Money mystery solved, back to the BBP site. More ads. One of them, against Portland’s Green New Deal, features an old man standing in front of a pickup truck attempting a blue-collar persona. He explains that he “supports the environment” and doesn’t like “special interests.” But something about his shiny white hard hat, crisp and even whiter button-up, and the close-up of his beautiful, hand-crafted silver bracelet ruined his man-of-the-people vibe for me.

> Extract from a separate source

PR #1279, opened 2016-09-15
When locking task steps, lock the entire task before locking the step

Dantemss:
This is an attempt to prevent a deadlock that happened on Staging. I believe this is caused by `MarkTaskStepCompleted` locking the task step but modifying the entire task (the step touches the entire task and updates step counts). Workaround in that case would be to always lock the task before locking the task step.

The ad identified him as Ben Walter, “Architect,” and so back to Google I went! It turns out ol’ Ben isn’t just an architect. According to the bio on his site, Benedict B. Walter is the president and founder of CWS Architects. His bio also states that he first came to Maine with only “forty-six dollars in cash.” There was no information as to how much cash he has currently, but probably enough to cover a few of his own special interests.

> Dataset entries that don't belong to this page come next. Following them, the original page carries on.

PR #1281, opened 2016-09-19
Hide archived periods from CC enrollments

nathanstitt:
https://trello.com/c/9XeBgaGp/128-bug-cc-students-archived-students-re-enrolling-get-the-changing-section-message-maybe-on-tutor-also-maybe-dropped-also

If the period is shown to CC then it thinks it's a move and displays the wrong message.  

A different approach we could do is send the period, but flag it as "archived", then fix the FE to ignore it.  I don't see any reason for the FE to know anything about it though, so this just hides it.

Another ad on the BBP site features a woman claiming the referenda’s proponents “never asked for public input.” It takes 1,500 voter signatures to get an ordinance on the ballot, which seems like a fair amount public input to me, but maybe she just doesn’t know any better? She’s credited as Mary Ernst, “Affordable Housing Advocate.” How noble! I could use some inspirational tales of righteous advocacy, so to Google I return!
Unfortunately, I couldn’t find anything about her. But I did find out some things about her husband, James Ernst. For instance, he’s the vice president of the Southern Maine Landlord Association, so, you know, yikes. Also, he owns Sherwood Properties, in Westbrook. There are 13 Google reviews of Sherwood Properties, with an average rating of 1.6 stars. Ouch. The term “slum lord” is mentioned six times, and there are multiple complaints of cockroaches. Ew.
To be fair, though Sherwood Properties has 11 one-star reviews, it also has two absolutely glowing five-star reviews. One is from a man who has also given five-star reviews to Shaw’s Supermarket and Walmart. The other is from a woman named Anna Evanston. Now, look, I’m not saying Anna isn’t a real person. All I’m saying is that her one and only review is of Sherwood Properties, it is suspiciously flattering, and her profile picture is a stock photo that still has the watermark. Really.
So, these wealthy land owners and local moguls paid an ungodly amount of money attempting to convince us that they’re the exact opposite of who they are otherwise very proud to be. Will their ads persuade me to vote in their favor, against my own interests?
They’d have better luck trying to sell me another pair of shorts.